Output every line below exactly.

**********

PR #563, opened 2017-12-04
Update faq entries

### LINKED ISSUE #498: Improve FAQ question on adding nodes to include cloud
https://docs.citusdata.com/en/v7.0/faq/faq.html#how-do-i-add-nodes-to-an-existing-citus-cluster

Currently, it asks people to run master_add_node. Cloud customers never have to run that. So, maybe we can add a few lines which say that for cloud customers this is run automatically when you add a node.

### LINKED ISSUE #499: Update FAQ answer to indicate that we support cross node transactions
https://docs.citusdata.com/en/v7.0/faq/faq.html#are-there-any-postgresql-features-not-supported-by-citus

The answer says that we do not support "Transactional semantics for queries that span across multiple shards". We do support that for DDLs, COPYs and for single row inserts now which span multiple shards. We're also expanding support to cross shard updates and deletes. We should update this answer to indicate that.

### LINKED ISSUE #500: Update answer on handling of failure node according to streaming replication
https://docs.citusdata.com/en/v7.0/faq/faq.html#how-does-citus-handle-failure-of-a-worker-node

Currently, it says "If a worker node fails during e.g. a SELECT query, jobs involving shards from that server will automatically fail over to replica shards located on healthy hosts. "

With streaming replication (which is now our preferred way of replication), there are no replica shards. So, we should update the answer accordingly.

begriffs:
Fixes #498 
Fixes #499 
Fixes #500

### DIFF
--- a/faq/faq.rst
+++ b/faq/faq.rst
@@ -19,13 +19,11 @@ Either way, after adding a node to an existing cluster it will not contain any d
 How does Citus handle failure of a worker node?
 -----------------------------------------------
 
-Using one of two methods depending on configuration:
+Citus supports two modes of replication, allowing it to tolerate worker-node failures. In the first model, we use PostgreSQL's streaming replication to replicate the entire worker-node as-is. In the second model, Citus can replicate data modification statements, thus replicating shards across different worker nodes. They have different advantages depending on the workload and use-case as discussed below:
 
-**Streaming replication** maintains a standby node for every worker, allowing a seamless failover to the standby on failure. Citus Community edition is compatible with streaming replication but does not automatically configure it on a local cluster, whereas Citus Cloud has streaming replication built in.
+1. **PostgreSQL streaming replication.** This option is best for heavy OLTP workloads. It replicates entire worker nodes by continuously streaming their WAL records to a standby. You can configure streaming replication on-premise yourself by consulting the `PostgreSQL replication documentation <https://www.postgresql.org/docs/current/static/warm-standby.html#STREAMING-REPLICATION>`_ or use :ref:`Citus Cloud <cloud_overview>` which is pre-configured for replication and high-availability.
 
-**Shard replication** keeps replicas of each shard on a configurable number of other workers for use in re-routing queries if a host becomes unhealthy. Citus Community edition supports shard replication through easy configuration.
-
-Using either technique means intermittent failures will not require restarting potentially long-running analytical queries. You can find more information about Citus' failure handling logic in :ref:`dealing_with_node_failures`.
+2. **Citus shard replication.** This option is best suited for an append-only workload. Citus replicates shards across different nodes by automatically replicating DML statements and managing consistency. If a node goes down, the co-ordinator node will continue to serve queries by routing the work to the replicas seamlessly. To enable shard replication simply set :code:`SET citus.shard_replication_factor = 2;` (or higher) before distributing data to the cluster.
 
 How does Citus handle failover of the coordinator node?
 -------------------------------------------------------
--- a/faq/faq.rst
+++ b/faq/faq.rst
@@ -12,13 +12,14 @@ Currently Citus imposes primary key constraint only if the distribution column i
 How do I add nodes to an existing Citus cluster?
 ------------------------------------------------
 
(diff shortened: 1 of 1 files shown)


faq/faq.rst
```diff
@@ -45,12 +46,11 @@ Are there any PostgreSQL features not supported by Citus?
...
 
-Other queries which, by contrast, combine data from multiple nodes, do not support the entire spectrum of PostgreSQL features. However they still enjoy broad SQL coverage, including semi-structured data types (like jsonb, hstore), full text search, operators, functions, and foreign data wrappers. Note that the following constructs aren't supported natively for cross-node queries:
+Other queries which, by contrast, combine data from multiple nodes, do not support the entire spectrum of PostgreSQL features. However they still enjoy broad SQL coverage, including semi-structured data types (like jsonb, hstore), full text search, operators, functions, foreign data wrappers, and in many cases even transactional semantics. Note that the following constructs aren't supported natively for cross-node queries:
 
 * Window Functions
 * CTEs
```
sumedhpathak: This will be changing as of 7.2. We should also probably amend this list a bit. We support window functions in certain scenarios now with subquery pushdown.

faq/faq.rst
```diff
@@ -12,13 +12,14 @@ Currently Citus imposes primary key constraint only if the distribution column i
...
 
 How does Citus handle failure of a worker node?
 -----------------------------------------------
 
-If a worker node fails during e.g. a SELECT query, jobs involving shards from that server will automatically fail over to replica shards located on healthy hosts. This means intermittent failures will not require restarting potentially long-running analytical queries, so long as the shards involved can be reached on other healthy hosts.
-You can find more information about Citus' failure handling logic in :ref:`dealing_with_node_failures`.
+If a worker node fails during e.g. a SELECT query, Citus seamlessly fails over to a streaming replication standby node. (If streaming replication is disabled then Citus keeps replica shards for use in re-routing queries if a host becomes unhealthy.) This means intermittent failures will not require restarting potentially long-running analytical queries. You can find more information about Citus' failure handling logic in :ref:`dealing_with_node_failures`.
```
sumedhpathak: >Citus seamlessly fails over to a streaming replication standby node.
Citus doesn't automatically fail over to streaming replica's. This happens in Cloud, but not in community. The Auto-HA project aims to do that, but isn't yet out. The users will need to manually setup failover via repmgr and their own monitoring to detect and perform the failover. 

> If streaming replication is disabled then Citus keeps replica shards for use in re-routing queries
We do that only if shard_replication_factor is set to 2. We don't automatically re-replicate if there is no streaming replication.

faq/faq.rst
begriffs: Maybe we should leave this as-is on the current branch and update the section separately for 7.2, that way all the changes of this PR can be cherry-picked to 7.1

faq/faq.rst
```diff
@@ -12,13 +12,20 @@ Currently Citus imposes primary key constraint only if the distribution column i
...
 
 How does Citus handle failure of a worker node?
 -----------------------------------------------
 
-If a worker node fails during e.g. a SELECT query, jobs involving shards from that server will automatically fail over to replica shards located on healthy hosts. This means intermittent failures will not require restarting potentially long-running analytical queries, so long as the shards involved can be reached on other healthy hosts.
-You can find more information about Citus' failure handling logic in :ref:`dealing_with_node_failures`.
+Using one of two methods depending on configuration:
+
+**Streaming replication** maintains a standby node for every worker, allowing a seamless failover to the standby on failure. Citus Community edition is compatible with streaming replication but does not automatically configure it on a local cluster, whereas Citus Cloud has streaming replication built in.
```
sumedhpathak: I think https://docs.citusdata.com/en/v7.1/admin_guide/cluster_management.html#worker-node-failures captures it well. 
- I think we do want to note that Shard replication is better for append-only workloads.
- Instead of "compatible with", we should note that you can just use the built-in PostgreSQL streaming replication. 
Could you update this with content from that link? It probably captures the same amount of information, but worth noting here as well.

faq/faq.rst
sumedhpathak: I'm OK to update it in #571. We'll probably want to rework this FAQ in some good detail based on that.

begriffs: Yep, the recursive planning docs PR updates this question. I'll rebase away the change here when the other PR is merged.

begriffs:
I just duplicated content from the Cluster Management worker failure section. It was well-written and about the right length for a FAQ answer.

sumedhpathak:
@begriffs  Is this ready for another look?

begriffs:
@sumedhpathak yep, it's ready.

**********

> Task answer
PR #563, opened 2017-12-04
Update faq entries

### LINKED ISSUE #498: Improve FAQ question on adding nodes to include cloud
https://docs.citusdata.com/en/v7.0/faq/faq.html#how-do-i-add-nodes-to-an-existing-citus-cluster

Currently, it asks people to run master_add_node. Cloud customers never have to run that. So, maybe we can add a few lines which say that for cloud customers this is run automatically when you add a node.

### LINKED ISSUE #499: Update FAQ answer to indicate that we support cross node transactions
https://docs.citusdata.com/en/v7.0/faq/faq.html#are-there-any-postgresql-features-not-supported-by-citus

The answer says that we do not support "Transactional semantics for queries that span across multiple shards". We do support that for DDLs, COPYs and for single row inserts now which span multiple shards. We're also expanding support to cross shard updates and deletes. We should update this answer to indicate that.

### LINKED ISSUE #500: Update answer on handling of failure node according to streaming replication
https://docs.citusdata.com/en/v7.0/faq/faq.html#how-does-citus-handle-failure-of-a-worker-node

Currently, it says "If a worker node fails during e.g. a SELECT query, jobs involving shards from that server will automatically fail over to replica shards located on healthy hosts. "

With streaming replication (which is now our preferred way of replication), there are no replica shards. So, we should update the answer accordingly.

begriffs:
Fixes #498 
Fixes #499 
Fixes #500

### DIFF
--- a/faq/faq.rst
+++ b/faq/faq.rst
@@ -19,13 +19,11 @@ Either way, after adding a node to an existing cluster it will not contain any d
 How does Citus handle failure of a worker node?
 -----------------------------------------------
 
-Using one of two methods depending on configuration:
+Citus supports two modes of replication, allowing it to tolerate worker-node failures. In the first model, we use PostgreSQL's streaming replication to replicate the entire worker-node as-is. In the second model, Citus can replicate data modification statements, thus replicating shards across different worker nodes. They have different advantages depending on the workload and use-case as discussed below:
 
-**Streaming replication** maintains a standby node for every worker, allowing a seamless failover to the standby on failure. Citus Community edition is compatible with streaming replication but does not automatically configure it on a local cluster, whereas Citus Cloud has streaming replication built in.
+1. **PostgreSQL streaming replication.** This option is best for heavy OLTP workloads. It replicates entire worker nodes by continuously streaming their WAL records to a standby. You can configure streaming replication on-premise yourself by consulting the `PostgreSQL replication documentation <https://www.postgresql.org/docs/current/static/warm-standby.html#STREAMING-REPLICATION>`_ or use :ref:`Citus Cloud <cloud_overview>` which is pre-configured for replication and high-availability.
 
-**Shard replication** keeps replicas of each shard on a configurable number of other workers for use in re-routing queries if a host becomes unhealthy. Citus Community edition supports shard replication through easy configuration.
-
-Using either technique means intermittent failures will not require restarting potentially long-running analytical queries. You can find more information about Citus' failure handling logic in :ref:`dealing_with_node_failures`.
+2. **Citus shard replication.** This option is best suited for an append-only workload. Citus replicates shards across different nodes by automatically replicating DML statements and managing consistency. If a node goes down, the co-ordinator node will continue to serve queries by routing the work to the replicas seamlessly. To enable shard replication simply set :code:`SET citus.shard_replication_factor = 2;` (or higher) before distributing data to the cluster.
 
 How does Citus handle failover of the coordinator node?
 -------------------------------------------------------
--- a/faq/faq.rst
+++ b/faq/faq.rst
@@ -12,13 +12,14 @@ Currently Citus imposes primary key constraint only if the distribution column i
 How do I add nodes to an existing Citus cluster?
 ------------------------------------------------
 
(diff shortened: 1 of 1 files shown)


faq/faq.rst
```diff
@@ -45,12 +46,11 @@ Are there any PostgreSQL features not supported by Citus?
...
 
-Other queries which, by contrast, combine data from multiple nodes, do not support the entire spectrum of PostgreSQL features. However they still enjoy broad SQL coverage, including semi-structured data types (like jsonb, hstore), full text search, operators, functions, and foreign data wrappers. Note that the following constructs aren't supported natively for cross-node queries:
+Other queries which, by contrast, combine data from multiple nodes, do not support the entire spectrum of PostgreSQL features. However they still enjoy broad SQL coverage, including semi-structured data types (like jsonb, hstore), full text search, operators, functions, foreign data wrappers, and in many cases even transactional semantics. Note that the following constructs aren't supported natively for cross-node queries:
 
 * Window Functions
 * CTEs
```
sumedhpathak: This will be changing as of 7.2. We should also probably amend this list a bit. We support window functions in certain scenarios now with subquery pushdown.

faq/faq.rst
```diff
@@ -12,13 +12,14 @@ Currently Citus imposes primary key constraint only if the distribution column i
...
 
 How does Citus handle failure of a worker node?
 -----------------------------------------------
 
-If a worker node fails during e.g. a SELECT query, jobs involving shards from that server will automatically fail over to replica shards located on healthy hosts. This means intermittent failures will not require restarting potentially long-running analytical queries, so long as the shards involved can be reached on other healthy hosts.
-You can find more information about Citus' failure handling logic in :ref:`dealing_with_node_failures`.
+If a worker node fails during e.g. a SELECT query, Citus seamlessly fails over to a streaming replication standby node. (If streaming replication is disabled then Citus keeps replica shards for use in re-routing queries if a host becomes unhealthy.) This means intermittent failures will not require restarting potentially long-running analytical queries. You can find more information about Citus' failure handling logic in :ref:`dealing_with_node_failures`.
```
sumedhpathak: >Citus seamlessly fails over to a streaming replication standby node.
Citus doesn't automatically fail over to streaming replica's. This happens in Cloud, but not in community. The Auto-HA project aims to do that, but isn't yet out. The users will need to manually setup failover via repmgr and their own monitoring to detect and perform the failover. 

> If streaming replication is disabled then Citus keeps replica shards for use in re-routing queries
We do that only if shard_replication_factor is set to 2. We don't automatically re-replicate if there is no streaming replication.

faq/faq.rst
begriffs: Maybe we should leave this as-is on the current branch and update the section separately for 7.2, that way all the changes of this PR can be cherry-picked to 7.1

faq/faq.rst
```diff
@@ -12,13 +12,20 @@ Currently Citus imposes primary key constraint only if the distribution column i
...
 
 How does Citus handle failure of a worker node?
 -----------------------------------------------
 
-If a worker node fails during e.g. a SELECT query, jobs involving shards from that server will automatically fail over to replica shards located on healthy hosts. This means intermittent failures will not require restarting potentially long-running analytical queries, so long as the shards involved can be reached on other healthy hosts.
-You can find more information about Citus' failure handling logic in :ref:`dealing_with_node_failures`.
+Using one of two methods depending on configuration:
+
+**Streaming replication** maintains a standby node for every worker, allowing a seamless failover to the standby on failure. Citus Community edition is compatible with streaming replication but does not automatically configure it on a local cluster, whereas Citus Cloud has streaming replication built in.
```
sumedhpathak: I think https://docs.citusdata.com/en/v7.1/admin_guide/cluster_management.html#worker-node-failures captures it well. 
- I think we do want to note that Shard replication is better for append-only workloads.
- Instead of "compatible with", we should note that you can just use the built-in PostgreSQL streaming replication. 
Could you update this with content from that link? It probably captures the same amount of information, but worth noting here as well.

faq/faq.rst
sumedhpathak: I'm OK to update it in #571. We'll probably want to rework this FAQ in some good detail based on that.

begriffs: Yep, the recursive planning docs PR updates this question. I'll rebase away the change here when the other PR is merged.

begriffs:
I just duplicated content from the Cluster Management worker failure section. It was well-written and about the right length for a FAQ answer.

sumedhpathak:
@begriffs  Is this ready for another look?

begriffs:
@sumedhpathak yep, it's ready.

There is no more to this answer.